The work is worth publishing in TC to be shared with the glaciology community, especially for those working with PI glaciers or considering using the Peclet number and its model framework on different glacier regions. There are some technical components, however, that I would like to check with the authors and discuss for potential improvement:
- I might have missed this, but what is the value of l (length of perturbation) as in equation 1?
- The idea of cumulative thinning (equations 11-12) is okay, but wouldn't it be more physically meaningful if we could link or rename this quantity to the cumulative volume loss since the terminus?
- I don't quite understand equations 13-14. The x in CT(x) is the distance from the terminus, but in equation 13, you seem to put a Peclet number in replace of x. In addition, CT(x) itself should be a percentage number by definition, but equation 14 sets it equal to Pe_{limit}, which is not a percentage, to my understanding.
- The most necessary improvement in this work is probably the percentage of ice flow (equation 15). Unlike the percentage thinning, equation 15 is not physically meaningful to me because ice flow does not add up this way. I was confused multiple times when I read the manuscript; for example, in L552: "glaciers with Pe < 4.85 have 59% of their flow below the empirical limit." (How do you have 59%, not 100%, of the ice flux in a glacier's main trunk? Is the glacier diverging to many branches?) Can you justify the use of this quantity? Alternatively, I can see this quantity might relate to the mapping of high-speed zones of a glacier, and it can physically make sense this way. However, we need a better statement in the manuscript so readers know what we are physically comparing Pe to.

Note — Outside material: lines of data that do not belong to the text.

PR #38, opened 2023-09-06
Docs: Add 'workspace refresh' CLI reference

akcano:


cmd/workspace/refresh.go
```diff
@@ -17,15 +17,46 @@ type CmdRefresh struct {
...
 func (c *CmdRefresh) Command() *cobra.Command {
 	var cmd = &cobra.Command{
-		Use:   "refresh <workspace>...",
+		Use:   "refresh [--abort|--continue|--wait-on-error] <WORKSPACE>...",
 		Args:  cobra.MinimumNArgs(1),
-		Short: "Refresh one or many workspaces",
+		Short: "Update workspaces according to their updated definitions.",
+        Long: `
+This command updates the workspaces listed as arguments according to the
+changes in their definitions.  For each workspace, it:
```
dmitry-lyfar:
```suggestion
changes in their definitions. For each workspace, it:
```

cmd/workspace/refresh.go
```diff
@@ -17,15 +17,46 @@ type CmdRefresh struct {
 
 func (c *CmdRefresh) Command() *cobra.Command {
 	var cmd = &cobra.Command{
-		Use:   "refresh <workspace>...",
+		Use:   "refresh [--abort|--continue|--wait-on-error] <WORKSPACE>...",
 		Args:  cobra.MinimumNArgs(1),
-		Short: "Refresh one or many workspaces",
+		Short: "Update workspaces according to their updated definitions.",
```
dmitry-lyfar: This is true, however, refresh will update a workspace even a definition hasn't changed. For example, if a new SDK available at a given channel (tbd).

cmd/workspace/refresh.go
```diff
@@ -34,24 +65,24 @@ func (c *CmdRefresh) Run(cmd *cobra.Command, av []string) error {
 	var err error
 
 	if c.Abort && c.Continue {
-		return fmt.Errorf("cannot refresh: flags --continue and --abort are incompatible")
+		return fmt.Errorf("can't refresh: '--abort' can't be used with '--continue'")
```
dmitry-lyfar: TBD: "cannot something" is used throughout workspace and some related Canonical products (e.g. pebble, spread).

cmd/workspace/refresh.go
akcano: Updated. I prefer double spaces between sentences in doc markup, but let's stick to single spaces for in-code text such as help strings.

cmd/workspace/refresh.go
akcano: Updated. I changed the wording in these strings slightly to avoid repeating a larger 'cannot' over and over. Also, 'incompatible' works here but should be probably used with caution when (potentially) applied to entities of different types (e.g. a flag incompatible with a file).

cmd/workspace/refresh.go
akcano: Updated here and in the intro sentence (dropped 'according to the changes in their definitions'). I simply dropped 'updated' to avoid overburdening here and used plain words in the second occurrence, but that's only one way to approach this.

dmitry-lyfar (approved):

- Figure 2: If this is cumulative thinning (volume loss), why does Pe = 2 have a lower value than Pe <= 1?
- For all figures with Pe as the x-axis, we should probably change the tick labels from 1 and 10 to <=1 and >=10, respectively.
- Since you put p-value in many figures -- Is "R" correlation coefficient or the coefficient of determination? Is it "R" or "R^2"? What model does the p-value test? It looks like it's testing a linear model, but this should be explicitly specified. And if it's testing a linear model, for trends that are not linear (e.g., Figure 4c and Figure 6b), R(^2) and p-value are not good indicators.
- Some information appears multiple times, such as using QGIS and some Python libraries. Since this is not a short article, I wonder if there's a way to present this once and for all and save the length.
- L600-601: The force balance model already assumes that tau_d is the sum of the three resistive forces (cf. L244-245). So what do you mean by "compensate" here?
- The authors plan to release the code after the paper is accepted. Do you also plan to release the derived data set, such as the Peclet numbers along the selected flowlines? I appreciate it if you could specify this in the Data Availability section.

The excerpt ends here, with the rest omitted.